The Great Proletarian Cultural Revolution was a mass movement launched in 1966, to remould society and reactivate Communist ideals. It was a ten-year period of extensive political prosecution involving all sectors of Chinese society. Ultimately however, it was little more than a power struggle between Mao Zedong, Chairman of the Communist Party and his political rivals. Deng Xiaoping and many other high ranking leaders fall from power. For many it signified a loss of tradition, and a loss of their career, hope and trust. Traditional education and the appreciation of traditional cultural values are disrupted. A huge number of historical sites, monuments and artifacts were destroyed. During the endless political campaigns many people suffered great hardship. Many people lost their lives.
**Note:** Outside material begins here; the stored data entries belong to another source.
PR #7131, opened 2023-12-02
Lint

fregante:


source/github-helpers/index.ts
REBELminds249, line 1: Fuck

REBELminds249 (approved):

source/features/embed-gist-inline.tsx
```diff
@@ -87,3 +88,11 @@ void features.add(import.meta.url, {
 	],
 	init,
 });
+
+/*
+
+Test URLs
+
+https://github.com/refined-github/sandbox/issues/77
```
fregante, line 96: The new selector was also tested here

fregante (commented):
I wrote and then reverted a bunch of commits that will alter become their own PRs

PR #7152, opened 2023-12-11
Meta: Update Octicons; Use SVGR for imports

### LINKED ISSUE #6878: Review `@primer/octicons-react` usage, update/replace dependency
Our `@primer/octicons-react` package cannot be updated:

- v17.11 breaks dom-chef
- [v19 uses forwardRef](https://github.com/primer/octicons/releases/tag/v19.0.0)

There were a couple of attempts at fixing this:

- https://github.com/refined-github/refined-github/pull/4044

Probably `jsx-dom` is the best transition we can do right now, but also it's probably not working with v19.

So I think the easiest way forward would be to:

1. import the raw SVG
2. have webpack turn it into JSX-compatible imports ("svgr")

This should be reasonably easy to implement and likely the most stable and lightweight solution (octicons-react has more code than we need, at this point)

fregante:
- Fixes #6878 
- Extracted from #7131

### DIFF
--- a/build/new-feature.sh
+++ b/build/new-feature.sh
@@ -10,7 +10,7 @@ then
 fi
 
 echo "import React from 'react';
-import BugIcon from '@primer/octicons-react/build/svg/bug-16.svg';
+import BugIcon from '@primer/octicons/build/svg/bug-16.svg';
 import * as pageDetect from 'github-url-detection';
 
 import features from '../feature-manager.js';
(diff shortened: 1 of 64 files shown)


fregante:
Blocked by:

- https://github.com/primer/octicons/issues/997

fregante:
I don’t think that bug is going to be resolved anytime soon, so I should probably run through the extension and see if any obvious issue appears, and then just merge it. 

If bothersome I'll just republish it and add an update script. I've been doing this for a few bothersome packages like `web-ext-submit`

PR #5, opened 2021-09-25
Add github workflow

fracek:
I added a workflow that:

 * Tests the project on multiple Python versions
 * Builds and checks the Python package
 * (On new tags only) Uploads the package to PyPi

You need to set the `pypi_token` secret to upload to PyPi.


martriay:
Thanks again!

PR #8, opened 2021-09-26
Include submodule with urllib

perama-v:
This resolves the error: "ModuleNotFoundError: No module named 'urllib.requests'" on first installation.


martriay:
Thanks a lot!

PR #12, opened 2021-09-28
Compile cmd. Contracts dir subdirectories lookup

marcellobardus:


marcellobardus:
That was tested locally, by creating a `contracts` dir in the root and creating `sub` subdirectory with `test.cairo` inside.
As expected two artifacts were created.

martriay:
Thanks!

Issue #6, opened 2021-09-25
Big picture view


fracek:
I've spent some more time thinking how to organize cairo projects and what I'd like to see. I think we should leverage the python ecosystem as much as possible:

 * `nile init` could use cookiecutter to create the project
 * `pypi` to distribute cairo packages
 * users should be able to configure nile (for example the contracts directory) from their `setup.cfg` file like other python tools

I think cairo projects should use the same folder structure as python projects, this has the added benefit that library developers can distribute the cairo files together with an sdk to interact with it (like `@uniswap/core` and `@uniswap/sdk`).

```txt
.
├── src
│  └── cairoswap
│     ├── __init__.py
│     ├── cairo
│     │  ├── __init__.py
│     │  ├── pool.cairo
│     │  └── router.cairo
│     ├── pool.py
│     └── router.py
├── tests
│  ├── pool.test.cairo
│  ├── test_pool.py
│  └── test_router.py
├── pyproject.toml
├── setup.cfg
└── tox.in
```

Developers can then create a tox task than runs python tests with pytest and cairo tests with `nile test`.

If users don't need/want to setup a full blown project they can revert to a minimal setup and use nile to build and test.

```txt
.
└── src
   ├── pool.cairo
   └── pool.test.cairo
```

perama-v:
I like it

martriay:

The Four Olds were critizised:
Western suits, ties and dresses were confiscated and many owners were denounced and physically abused for their so-called bourgeois past. Many civilians wore khaki military clothing to demonstrate their revolutionary allegiance. The majority dressed in sympathy with the proletariat as concern with personal appearance was regarded as a sign of spiritual corruption and an expression of a bourgeois past. Many wore patched garments, some through necessity and others through political fervour.
Red Guards were young revolutionary activists - a powerful and destructive political force during the Cultural Revolution. They wore army-style uniforms, red armbands and carried a book of Mao's quotations. Between 1966 and 1968, under the guidance of Mao Zedong, they were dedicated to eliminating people who were perceived to deviate from his teachings. Houses were ransacked and gold, silver and art objects were stolen.>
On 27 July 1968 the army was brought in to disband the Red Guards and to attempt to regain control of the country. The Cultural Revolution officially ended in 1976. In 1981 the Communist Party of China denounced this period as a grave error.